# One ZIL for multiple pools?



## AlexSanchezSTHLM (Oct 22, 2013)

This post is about sharing a ZIL between multiple pools. I have two pools that will be exported thru through NFS.


 The first pool:
Small capacity but fast SSD-based mirror that is used for storing VM disks (ESXi).

 The second pool:
Large capacity but slow HDD-based RAIDZ array that is used for all kinds of data and archiving.

To increase the write performance for my ESXi VM's (thru NFS) I'm gonna going to add a ZIL to the first pool, using the Intel S3700 SSD.

My question is: can I add the same ZIL drive to the second pool as well? Or do I have to partition the drive into two and add each partition as ZIL to both pools? What's the disadvantage of doing this?

Thanks.


----------



## SirDice (Oct 22, 2013)

AlexSanchezSTHLM said:
			
		

> To increase the write performance for my ESXi VM's (thru NFS) I'm gonna add a ZIL to the first pool, using the Intel S3700 SSD.


I seriously doubt this is going to increase write performance as the pool already consists of fast SSD disks.

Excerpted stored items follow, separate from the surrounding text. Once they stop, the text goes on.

Issue #6070, opened 2020-03-22
Unhandled Rejection (Error): GraphQL error: Authentication required


CosmaTrix:
Hi there,

I've been trying to implement authentication to a project of mine using apollo-client and apollo-server. It is really simple:

1. on app load I fetch the user's info from a `me` query
2. if the user isn't logged in, the server throws an `AuthenticationError`
3. after login, I refetch the user's info from the `me` query, to update the client's cache
4. on logout, I clear the cache using `client.resetStore`
5. because of that, my app rerenders and tries to get the user's info from the `me` query again
6. the user isn't logged in, the server throws an `AuthenticationError`
7. but this time a see huge error screen in my React application

Looking at the dev tools, everything looks fine.

At page load, the user is not logged in. The `me` query returns null (and an `AuthenticationError` error)
![image](https://user-images.githubusercontent.com/3206387/77244752-38bb4280-6c19-11ea-8246-d4ec6fb89659.png)

After login, I get data from the `me` query
![image](https://user-images.githubusercontent.com/3206387/77244774-6a340e00-6c19-11ea-816a-7321427da90a.png)

Finally, after logout, the `me` query returns again null (and an `AuthenticationError` error)
![image](https://user-images.githubusercontent.com/3206387/77244783-7e780b00-6c19-11ea-919c-32ad27bc50c2.png)

But this time my client app breaks with this error
![image](https://user-images.githubusercontent.com/3206387/77244811-a8313200-6c19-11ea-9adf-5d91b7056bc4.png)

I find this a bit weird because the cache at page load and after logout is the same (empty cache). And the server responses are identical, yet the client behaves differently.

My implementation is pretty similar to the one described in the [official documentation](https://www.apollographql.com/docs/react/networking/authentication/) (using cookies).

Does anybody have an idea why this happens?

andrepcg:
I'm having this issue where in development any graphql error get thrown and this CRA dialog shows up. I'm using apollo-link-error and I can see the errors get there but they're still raised.

Any solution?

CosmaTrix:
I've upgraded to `@apollo/client@3.0.0-beta.41` and the issue persists, but with a slightly different error stack.

![image](https://user-images.githubusercontent.com/3206387/77669178-b918d500-6f84-11ea-8823-aea757737e84.png)

silkyland:
same here

milban:
same here ``apollo-client^2.6.8`` :(

adildostmohamed:
[...]

Issue #6790, opened 2020-08-06
useMutation's Error isn't handled by global onError


rockfight:
I am using `onError` from `@apollo/client/link/error` and handling error globally. It works as intended for `useQuery`. But for `useMutation` if I don't use `onError` inside the `useMutation`  I get error `Unhandled Rejection (Error):` although  the global `onError` is executed. Is this the normal behaviour ? I want to handle all error globally and not on every `useMutation`.

yingzuo:
I stumbled on this issue as well. Need to wrap all the usage with try/catch so that the app doesn't crash. Hope this will be resolved soon.

calypsow777:
Still a problem with the following versions:
"apollo-server": "^2.21.2",
"apollo-server-errors": "^2.4.2",

The documentation also says to set `response.errors` to null in `onError` if we want to ignore errors, but the response object is undefined when using mutations.
https://www.apollographql.com/docs/react/data/error-handling/#ignoring-errors

mathieuhasum:
I believe this exact problem was already mentioned and discussed here: https://github.com/apollographql/apollo-client/issues/6070

But strangely, the thread was closed without any explanation/solution. 😕 


If I understand correctly, the issue is still present (despite the claim that it was fixed), and we are unsure if this is an expected behaviour or not. 

One workaround is to ignore the errors globally... but it far from ideal as it will ignore all errors.

```jsx
export default new ApolloClient({
  link,
  cache,
  defaultOptions: {
    mutate: { errorPolicy: 'ignore' },
  },
});
```

Another workaround is to manually pass a `onError` callback on every mutation to avoid crashing, again not ideal.

```jsx
const [login, { data, loading, error }] = useLoginMutation({ onError: () => {} });
```

Personally, what we ended up doing with (for now) is to recreate a centralised error handling behaviour (like the error link) using a hook and passing it on each mutation.

```jsx
const onError = useOnError();
const [login, { data, loading, error }] = useLoginMutation({ onError });
```

moatorres:
What worked for me was adding the `onError` noop function suggested by @mathieuhasum inside the actual `useMutation` hook, like so:

```js
export const useLogin = () =>
  useMutation(SIGNIN, {
    onError: () => {},
  })
```

Then I'd just call `useLoginMutation` inside the consumer component, like so:

```js
const [signIn, { data, error }] = useLogin()
```

jdim:
Hi, are there any updates on that?

[...]

PR #10356, opened 2022-12-11
fix: allow errors to be ignored by links

mccraveiro:
Hey Apollo team! ✋

This PR fixes issues #6070 and #6790 by allowing links to ignore errors by returning a new fetch result. To allow this behavior some changes had to be made on the shouldWriteResult function and therefore correlated tests. 

This is my first contribution so I appreciate any feedbacks. 
Thanks you

### DIFF
--- a/.changeset/beige-singers-grow.md
+++ b/.changeset/beige-singers-grow.md
@@ -1,0 +1,5 @@
+---
+"@apollo/client": patch
+---
+
+Allow links to ignore errors by returning a new fetch result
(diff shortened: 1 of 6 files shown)


mccraveiro:
Should we add an `ignore` prop to the error handler link and make this behavior more explicit?

### Before

```js
 import { onError } from "@apollo/client/link/error";
 import { Observable } from "@apollo/client";
 
 const errorLink = onError(({ operation }) => {
   if (operation.operationName === "OperationErrorToBeIgnored") {
     return Observable.of({
       data: null,
       // cleanup error from response
       errors: [],
     });
   }
 });
 ```
 
### After

```js
 import { onError } from "@apollo/client/link/error";
 
 const errorLink = onError(({ operation, ignore }) => {
   if (operation.operationName === "OperationErrorToBeIgnored") {
     return ignore();
   }
 });
 ```

jerelmiller:
Hey @mccraveiro 👋 

Thanks for your patience! I'd like to run this change by the team to determine if this is something we'd like to add to the library. Thanks for your thoroughness in adding tests and updating documentation!

PR #12733, opened 2025-06-23
package codemod

phryneas:


scripts/codemods/ac3-to-ac4/tsconfig.json
```diff
@@ -1,21 +1,27 @@
...
     "target": "ESNext",
-    "module": "NodeNext",
-    "esModuleInterop": true,
-    "lib": ["ES2023", "esnext.asynciterable"],
-    "strict": true,
-    "noEmit": true
+    "module": "nodenext",
+    "moduleResolution": "nodenext",
+    "lib": [
+      "DOM",
```
jerelmiller:
```suggestion
```

We don't need the `DOM` library right?

phryneas: Good call!

PR #12734, opened 2025-06-23
Don't warn for missing resolvers

### LINKED ISSUE #12730: [4.0] `LocalState` warns and sets value to null on fields that define read function
### Issue Description

When attempting to update the devtools development app to v4 in order to support it, I discovered that `@client` fields that use cache `read` functions to provide values do not work. Instead a warning is emitted for a missing resolver and the field value is set to `null`. I believe this is because we run the `execute` function before we write to the cache so it is unable to pick up the value from the cache that it otherwise could.

### Link to Reproduction

Will provide failing test case soon

### Reproduction Steps

_No response_

### `@apollo/client` version

4.0.0-rc.0

jerelmiller:
Fixes #12730

Remove the warning for a missing resolver when encountering an `@client` field that does not have a cache value. This is less confusing when `@client` fields are managed by `read` functions since local resolvers aren't required in order to use `@client` fields.

### DIFF
--- a/src/__tests__/local-state/general.ts
+++ b/src/__tests__/local-state/general.ts
@@ -577,6 +577,67 @@ describe("Cache manipulation", () => {
 
     await expect(stream).not.toEmitAnything();
   });
+
+  test("runs read functions for nested @client fields without resolver warnings", async () => {
+    using _ = spyOnConsole("warn");
+    const query = gql`
+      query {
+        color {
+          hex
+          saved @client
+        }
+      }
+    `;
+
+    const link = new ApolloLink(() => {
+      return of({ data: { color: { __typename: "Color", hex: "#000" } } }).pipe(
+        delay(20)
+      );
+    });
+
+    const read = jest.fn(() => false);
+
+    const cache = new InMemoryCache({
+      typePolicies: {
+        Color: {
+          keyFields: ["hex"],
+          fields: {
+            saved: { read },
+          },
+        },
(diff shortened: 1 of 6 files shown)


src/__tests__/local-state/general.ts
```diff
@@ -577,6 +577,65 @@ describe("Cache manipulation", () => {
...
+    await expect(stream).toEmitTypedValue({
+      data: { color: { __typename: "Color", hex: "#000", saved: false } },
+      dataState: "complete",
+      loading: false,
+      networkStatus: NetworkStatus.ready,
+      partial: false,
+    });
+
+    expect(read).toHaveBeenCalledTimes(1);
+    expect(read).toHaveBeenCalledWith(null, expect.anything());
```
jerelmiller, line 636: I left this as `null` instead of `undefined` for a couple reasons:

- This ensures we have at least a value defined for the field in case a `read` function is not defined for the field. Since `LocalState` should work with any cache, we can't assume all caches implement something like a `read` function for `@client` fields so a default of `null` provides a value for all situations.
- Codegen becomes trickier because it doesn't have special type generation support for `@client` fields. The closest thing we have is `avoidOptionals`, but that is all-or-nothing and we'd recommend having that enabled anyways.
- This is something we can solve with documentation

`null` instead of `undefined` seemed acceptable given the downsides. I'm open to hearing otherwise, but wanted to point this out.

In your case I don't think ZIL is recommended in combination with NFS.

https://wiki.freebsd.org/ZFSTuningGuide#NFS_tuning

Keep in mind you need to mirror your ZIL too. If the ZIL disk breaks you will lose data.


----------



## usdmatt (Oct 22, 2013)

You would need to partition the disk and use a separate partition for each ZIL. You can't use the same device as ZIL in two places. As mentioned, this may not make as big an improvement as hoped. NFS on FreeBSD ZFS really does suck at the moment, especially with ESXi.

The loader.conf variable is a bit out of date and pools can survive ZIL loss these days. If you system is running and a ZIL breaks, you don't actually lose anything at all (seeing as the ZIL device is just a backup of what's waiting to be written in RAM). If your ZIL breaks and machine crashes, you'll lose any pending writes but *should* be able to roll back.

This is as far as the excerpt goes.